**Exercise goal:**
Please print each record that follows precisely as it appears.

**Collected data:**
PR #628, opened 2024-01-03
style: Responsive enhancements

### LINKED ISSUE #629: Switch platform component | responsive enhancements
- enhance platform switch component at mobile view to use [MUI Speed dial component](https://mui.com/material-ui/react-speed-dial/) for mobile view
- create a hook to detect mobile view

LinaYahya:
- enhance platform switch component at mobile view to use [MUI Speed dial component](https://mui.com/material-ui/react-speed-dial/) for mobile view

closes #629


src/hooks/useMobileView.tsx
spaenleh, line 1: I am not sure we need to have this hook. Could we get away with the [`useMediaQueryHook`](https://mui.com/material-ui/react-use-media-query/#using-material-uis-breakpoint-helpers) provided by MUI ?

src/UserSwitch/UserSwitch.tsx
```diff
@@ -121,9 +123,11 @@ const UserSwitch: FC<Props> = ({
...
 
         <div>
-          <Typography variant='h6' noWrap>
-            {memberName}
-          </Typography>
+          {!isMobile && (
+            <Typography variant='h6' noWrap>
+              {memberName}
+            </Typography>
+          )}
```
spaenleh, line 130: This name display is the one displayed inside the Popover. If you were trying to not show the name of the user next to the avatar, this is not the right place. You might be looking for line 170. See the screenshot below
Screenshot 2024-01-05 at 15 26 55

src/PlatformSwitch/PlatformSwitch.tsx
```diff
@@ -79,6 +80,7 @@ export const PlatformSwitch: FC<PlatformSwitchProps> = ({
   platformsProps,
 }) => {
   /** Helper inner component: generates buttons from icons while capturing parent props */
+  const { isMobile } = useMobileView();
```
spaenleh, line 83: Move this line up, so the comment that refers to the component below stays relevant.

src/PlatformSwitch/PlatformSwitch.tsx
```diff
@@ -157,6 +158,57 @@ export const PlatformSwitch: FC<PlatformSwitchProps> = ({
     />
   ));
 
+  if (isMobile) {
+    const SelectedIcon = PlatformIcons[selected || 'Builder'];
```
spaenleh, line 162:
```suggestion
    const SelectedIcon = PlatformIcons[selected || Platform.Builder];
```

src/PlatformSwitch/PlatformSwitch.tsx
```diff
@@ -157,6 +158,57 @@ export const PlatformSwitch: FC<PlatformSwitchProps> = ({
...
+        >
+          {Object.values(Platform).map((platform, index) => {
+            const Icon = PlatformIcons[platform];
+            const isSelectedPlatform = platform === selected;
+            const platformProps = platformsProps?.[platform];
+            const iconProps = {
+              size,
+              secondaryColor: isSelectedPlatform ? color : accentColor,
+              primaryColor: isSelectedPlatform ? accentColor : color,
+              fill: isSelectedPlatform ? color : accentColor,
```
spaenleh, line 185: I would prefer to have the colors inverted, so the selected platform is on a blue background and the non selected platforms are on a white background:
Screenshot 2024-01-05 at 15 36 04

src/PlatformSwitch/PlatformSwitch.tsx
```diff
@@ -157,6 +158,57 @@ export const PlatformSwitch: FC<PlatformSwitchProps> = ({
...
+    return (
+      <Box sx={{ position: 'relative' }}>
+        <SpeedDial
+          ariaLabel='SpeedDial basic example'
+          sx={{
+            position: 'absolute',
+            '& button': {
+              width: '40px',
+              height: '40px',
+            },
```
spaenleh, line 172: You can remove this part if you pass the `size="small"` prop to the FabProps prop. It renders the Floating Action button (the component that powers the main speed dial button as a "dense" button.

**Completed exercise:**
PR #628, opened 2024-01-03
style: Responsive enhancements

### LINKED ISSUE #629: Switch platform component | responsive enhancements
- enhance platform switch component at mobile view to use [MUI Speed dial component](https://mui.com/material-ui/react-speed-dial/) for mobile view
- create a hook to detect mobile view

LinaYahya:
- enhance platform switch component at mobile view to use [MUI Speed dial component](https://mui.com/material-ui/react-speed-dial/) for mobile view

closes #629


src/hooks/useMobileView.tsx
spaenleh, line 1: I am not sure we need to have this hook. Could we get away with the [`useMediaQueryHook`](https://mui.com/material-ui/react-use-media-query/#using-material-uis-breakpoint-helpers) provided by MUI ?

src/UserSwitch/UserSwitch.tsx
```diff
@@ -121,9 +123,11 @@ const UserSwitch: FC<Props> = ({
...
 
         <div>
-          <Typography variant='h6' noWrap>
-            {memberName}
-          </Typography>
+          {!isMobile && (
+            <Typography variant='h6' noWrap>
+              {memberName}
+            </Typography>
+          )}
```
spaenleh, line 130: This name display is the one displayed inside the Popover. If you were trying to not show the name of the user next to the avatar, this is not the right place. You might be looking for line 170. See the screenshot below
Screenshot 2024-01-05 at 15 26 55

src/PlatformSwitch/PlatformSwitch.tsx
```diff
@@ -79,6 +80,7 @@ export const PlatformSwitch: FC<PlatformSwitchProps> = ({
   platformsProps,
 }) => {
   /** Helper inner component: generates buttons from icons while capturing parent props */
+  const { isMobile } = useMobileView();
```
spaenleh, line 83: Move this line up, so the comment that refers to the component below stays relevant.

src/PlatformSwitch/PlatformSwitch.tsx
```diff
@@ -157,6 +158,57 @@ export const PlatformSwitch: FC<PlatformSwitchProps> = ({
     />
   ));
 
+  if (isMobile) {
+    const SelectedIcon = PlatformIcons[selected || 'Builder'];
```
spaenleh, line 162:
```suggestion
    const SelectedIcon = PlatformIcons[selected || Platform.Builder];
```

src/PlatformSwitch/PlatformSwitch.tsx
```diff
@@ -157,6 +158,57 @@ export const PlatformSwitch: FC<PlatformSwitchProps> = ({
...
+        >
+          {Object.values(Platform).map((platform, index) => {
+            const Icon = PlatformIcons[platform];
+            const isSelectedPlatform = platform === selected;
+            const platformProps = platformsProps?.[platform];
+            const iconProps = {
+              size,
+              secondaryColor: isSelectedPlatform ? color : accentColor,
+              primaryColor: isSelectedPlatform ? accentColor : color,
+              fill: isSelectedPlatform ? color : accentColor,
```
spaenleh, line 185: I would prefer to have the colors inverted, so the selected platform is on a blue background and the non selected platforms are on a white background:
Screenshot 2024-01-05 at 15 36 04

src/PlatformSwitch/PlatformSwitch.tsx
```diff
@@ -157,6 +158,57 @@ export const PlatformSwitch: FC<PlatformSwitchProps> = ({
...
+    return (
+      <Box sx={{ position: 'relative' }}>
+        <SpeedDial
+          ariaLabel='SpeedDial basic example'
+          sx={{
+            position: 'absolute',
+            '& button': {
+              width: '40px',
+              height: '40px',
+            },
```
spaenleh, line 172: You can remove this part if you pass the `size="small"` prop to the FabProps prop. It renders the Floating Action button (the component that powers the main speed dial button as a "dense" button.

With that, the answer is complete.